IMR: 1999: May: 15 —  Thursday, 2:41 p.m. (HK)
Room 407, Hong Kong Convention & Exhibition Centre, Wanchai, Hong Kong, China

At the moment I'm filling in at our "Working Committee Meeting on Transparency and Corruption," taking pictures for the website and taking notes for the minutes. Right now a committee member is reading the full text of a report he's already submitted on paper.

Corporate governance in Asia and the financial crisis. Heady stuff.

I'm dead on my feet. I have a splitting headache. A small plate of fish and a sweet roll I wolfed down a few minutes ago is the only food I've eaten in 18 hours. I'm on the verge of hallucinating. My feet hurt and the day is barely half over.

I'm still glad I'm here. Though I know I'm going to be feeling the effects of this insanity for weeks.

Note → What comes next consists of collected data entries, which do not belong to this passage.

PR #3588, opened 2021-02-19
Support type use before definition in binaries

tlively:
Update parsing of binary type sections to use TypeBuilder to support uses before
definitions. Now that both the binary and text parsers support out-of-order type
uses, this PR also relaxes the logic for emitting types to allow uses to be
emitted before definitions.


src/wasm-type.h
```diff
@@ -308,6 +308,9 @@ class HeapType {
     data,
   };
   static constexpr BasicHeapType _last_basic_type = data;
+  static constexpr uintptr_t _invalid_type = -1;
```
kripken, line 311: why not 0? (is `-1` guaranteed to segfault on use like 0 is?)

kripken (commented):
Nice!

lgtm aside from the one question.

src/wasm-type.h
kripken: Actually, is this needed? It would be better to avoid allowing an invalid HeapType at all. It seems like `getBasicHeapType` returns a boolean already, so we know if a value was found or not. Given that, the HeapType could be initialized to a valid value before the call? (There is a risk to doing that as well, but with a good comment there I think it's less risky than a general change to allow invalid HeapTypes to be declared as easily as `HeapType bad;`).

kripken:
Side note, @jakobkummerow and I happened to look at a wasm file with recursive types now (testcase for the names section), and I noticed that it crashes with this PR,
```
==580908== Stack overflow in thread #1: can't grow stack to 0x1ffe801000
==580908== 
==580908== Process terminating with default action of signal 11 (SIGSEGV)
==580908==  Access not within mapped region at address 0x1FFE801FF0
==580908== Stack overflow in thread #1: can't grow stack to 0x1ffe801000
==580908==    at 0x507BBEC: std::_Function_handler<void (unsigned long), wasm::(anonymous namespace)::Canonicalizer::getOrderedItems()::{lambda(unsigned long)#1}>::_M_invoke(std::_Any_data const&, unsigned long&&) (in /home/azakai/Dev/2-binaryen/lib/libbinaryen.so)
```
(Infinite recursion?)

That wasm has something like this:
```wat
// type 0: struct $StrA (field ($byte i8) ($word i16) ($pointer (ref $StrB)))
// type 1: struct $StrB (field ($next (ref null $StrA)))
```
[name-section.wasm.gz](https://github.com/WebAssembly/binaryen/files/6012602/name-section.wasm.gz)

tlively:
Yeah there are going to be lots of infinite recursions for infinite types right now, but I'm surprised that this didn't trigger an assertion in the TypeBuilder first.

src/wasm-type.h
tlively: Sure, I can have the default constructor just choose an arbitrary BasicHeapType. FWIW, address -1 should segfault on all reasonable platforms (as long as you're not in kernel mode or in WebAssembly or something 😉).

kripken (approved):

With all the intriguing sights and sounds of the Narita Airport, I didn't realize 'til I plopped in my exit-row seat on the plane out that I was absolutely exhausted. With the flight clocking in at over four hours, I figured at least I'd be able to grab a nibble-sized nap.

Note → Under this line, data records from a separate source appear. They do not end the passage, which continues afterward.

PR #3589, opened 2021-02-19
[Wasm GC] Add Names section support for field names

kripken:
Implementation of https://github.com/WebAssembly/gc/issues/193

Also fixes text format printing to use the names.

No extra tests needed, see the `.fromBinary` output which shows this working.

See the comment on the `const_cast` - maybe there's a better way
to do it? @tlively I remember we discussed the issue of returning the fields as
const or not a while ago.

cc @jakobkummerow


src/wasm/wasm-binary.cpp
```diff
@@ -2780,6 +2826,30 @@ void WasmBinaryBuilder::readNames(size_t payloadLen) {
...
+          for (size_t i = 0; i < numFields; i++) {
+            auto index = getU32LEB();
+            if (index >= fields.size()) {
+              std::cerr
+                << "warning: invalid field index in name field section\n";
+            } else {
+              // getStruct() intentionally returns a constant result. However,
+              // here we just adjust the name (which is not part of the hashing
+              // etc.) which is ok to do.
+              auto* field = const_cast<Field*>(&fields[index]);
```
tlively, line 2847: A few issues come to mind: First, if someone uses Binaryen as a library and parses multiple modules in parallel, there will be a data race here. Second, any use of Binaryen that parses multiple modules (not necessarily in parallel) will only end up with the names from one of the modules. Those are perhaps esoteric problems, but what if we kept the field names in a side table owned by the `Module` instead of making them part of the globally interned types? That would solve both of these problems and would also scale to preserving the names of HeapTypes as well, which I assume we will want to do as we parse and print wasts with complex types.

kripken: Yes, I think you're right. We keep local names in a map on the side in Functions, so this would be consistent with that. I'll look into a refactoring for it.

kripken:
This can now be done after all the refactorings and preparations landed, updated, PTAL.

New description:

```
Adds support for GC struct fields in the binary format, implementing
WebAssembly/gc#193

No extra tests needed, see the .fromBinary output which shows this working.

This also has a minor fix in the s-parser, we should not always add a name
to the map of index=>name - only if it exists. Without that fix, the binary
emitter would write out null strings.
```

src/wasm/wasm-binary.cpp
```diff
@@ -795,6 +795,33 @@ void WasmBinaryWriter::writeNames() {
   // TODO: label, type, and element names
   // see: https://github.com/WebAssembly/extended-name-section
 
+  // GC field names
+  if (wasm->features.hasGC()) {
+    std::vector<HeapType> namedTypes;
+    for (auto& type : types) {
+      if (type.isStruct() && wasm->typeNames.count(type) &&
+          !wasm->typeNames.at(type).fieldNames.empty()) {
```
tlively, line 803:
```suggestion
          !wasm->typeNames[type].fieldNames.empty()) {
```
I don't think there's any reason to use `.at()` instead of `[]` here, since we know this will never fail. Same below.

src/wasm/wasm-binary.cpp
```diff
@@ -795,6 +795,33 @@ void WasmBinaryWriter::writeNames() {
...
+        namedTypes.push_back(type);
+      }
+    }
+    if (!namedTypes.empty()) {
+      auto substart =
+        startSubsection(BinaryConsts::UserSections::Subsection::NameField);
+      o << U32LEB(namedTypes.size());
+      for (Index i = 0; i < namedTypes.size(); i++) {
+        auto type = namedTypes[i];
+        o << U32LEB(i);
```
tlively, line 813: IIUC, this emits the index into just the types with named fields, but it should emit the index into all the defined types.

src/wasm/wasm-binary.cpp
```diff
@@ -795,6 +795,33 @@ void WasmBinaryWriter::writeNames() {
   // TODO: label, type, and element names
   // see: https://github.com/WebAssembly/extended-name-section
 
+  // GC field names
+  if (wasm->features.hasGC()) {
+    std::vector<HeapType> namedTypes;
```
tlively, line 800: Maybe `typesWithNamedFields`? That's kind of verbose, though :/

src/wasm/wasm-binary.cpp
```diff
@@ -795,6 +795,33 @@ void WasmBinaryWriter::writeNames() {
...
+      }
+    }
+    if (!namedTypes.empty()) {
+      auto substart =
+        startSubsection(BinaryConsts::UserSections::Subsection::NameField);
+      o << U32LEB(namedTypes.size());
+      for (Index i = 0; i < namedTypes.size(); i++) {
+        auto type = namedTypes[i];
+        o << U32LEB(i);
+        auto& fieldNames = wasm->typeNames.at(type).fieldNames;
```
tlively, line 814: I would find this more readable with the type spelled out here instead of `auto`. That way it would be easier to figure out what is going on in the loop below. Just from the `fieldNames` variable name, I wouldn't have expected it to be a collection of pairs.

src/wasm/wasm-binary.cpp
kripken: I think `.at` is useful here because it cannot modify the underlying data structure. That is, `X[Y]` will potentially create an element.

While not strictly needed here, I think it improves readability. It would also allow the code to compile if the data structure were made `const` at some point.

src/wasm/wasm-binary.cpp
kripken: Good catch!

src/wasm/wasm-binary.cpp
kripken: Good point. How about `relevantTypes`?

src/wasm/wasm-binary.cpp
kripken: Fair point, added.

src/wasm/wasm-binary.cpp
kripken: Updated. This fixed something in the test suite, that I missed while scanning the output... I verified it carefully now.

src/wasm/wasm-binary.cpp
tlively: We know that `[]` will not perform any modifications in this case because we've already verified that `type` is present in the collection with `count`. Also, `[]` still works on const collections; it just returns a const reference instead of a mutable reference.

Anyway, I don't feel strongly about this and I agree that `.at` is generally better than `[]`. I was just surprised because generally we use `[]` over `.at` in similar situations. It would be nice if we could be more consistent in our usage. Maybe clang-tidy can help?

tlively (approved):

src/wasm/wasm-binary.cpp
kripken: I agree we should be more consistent. I can't remember offhand where this pattern happens, and it's not easy to grep for, though, so yeah, if tidy can help that could be great.

> Also, [] still works on const collections;

The problem is that if the map itself is const, we error on `[]` as it may insert a new element. Concrete example:
```cpp
#include <map>

int main() {
  const std::map<int, int> set;
  set[10];
}
```
```
$ g++ a.cpp
a.cpp: In function ‘int main()’:
a.cpp:5:9: error: passing ‘const std::map<int, int>’ as ‘this’ argument discards qualifiers [-fpermissive]
   set[10];
```

tlively: Oh yeah, I was wrong about `[]` working when `const`. That's very sad.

No such luck. I was awake the whole time. Part of it was the constant announcements, of course each delivered in three different languages. And part of it was "A Civil Action," the in-flight movie, which perhaps because of my frazzled state of mind, was actually quite captivating.

No Sam Choy cuisine on this leg, but I was hungry enough to get the food down before I could decide how awful it was. I spent an hour indulging my insuppresible geekhood by scribbling in the entire agenda for the meeting into my trusty Palm Pilot.

As we neared the Hong Kong airport, the movie screens displayed a nifty computer map of our location on a map of Asia. Though I'd be embarassed to admit it to my coworkers, it was the first time I had any sense of where on Earth the "Hong Kong Special Administrative Region" was.

I've experienced smoother landings than the one we got, but we did walk off the plane in one peace, and that's good enough.

The airport, barely five years old, was bright, clean and shiny. Everything was either glass, stainless steel, or stark white. We only walked a short way before finding ourselves on a sleek, silent-running train that hurtled underground to the main building.

Next up was customs, but there were a good thirty counters open, and we were through fairly quickly. Our luggage was already circling on the baggage return, so we grabbed a pair of carts — available free of charge — and loaded up.

We found the table set up just for our meeting delegates, and they were waiting for us. We were led straight outside, and we were quickly loaded into a Mercedez Benz limousine. I got to enjoy that simple but delicious moment of disorientation of getting in a car to find the driver sitting on the right side.

Then we were off. And wow. And I mean wow. I don't think I'll ever forget that relatively short drive to the harbor.

Of course there was the novelty of driving on the left side of the road; blind corners instinctively made me nervous that an oncoming truck would suddenly appear. But after I got over the kilometer-per-hour signs and ubiquitous double-decker buses and started looking out the window, I could barely catch my breath.

The main highway on which we were traveling was three narrow-lanes wide, with turns just a little more ambitious than I'd grown to expect on a high-speed thoroughfare. Often times it was blocked in on both sides by three- or four-story high concrete walls and other more elaborate noise-blocking barriers. And although there was little development in the area, the highway frequently dipped into long underground tunnels for no readily apparent reason.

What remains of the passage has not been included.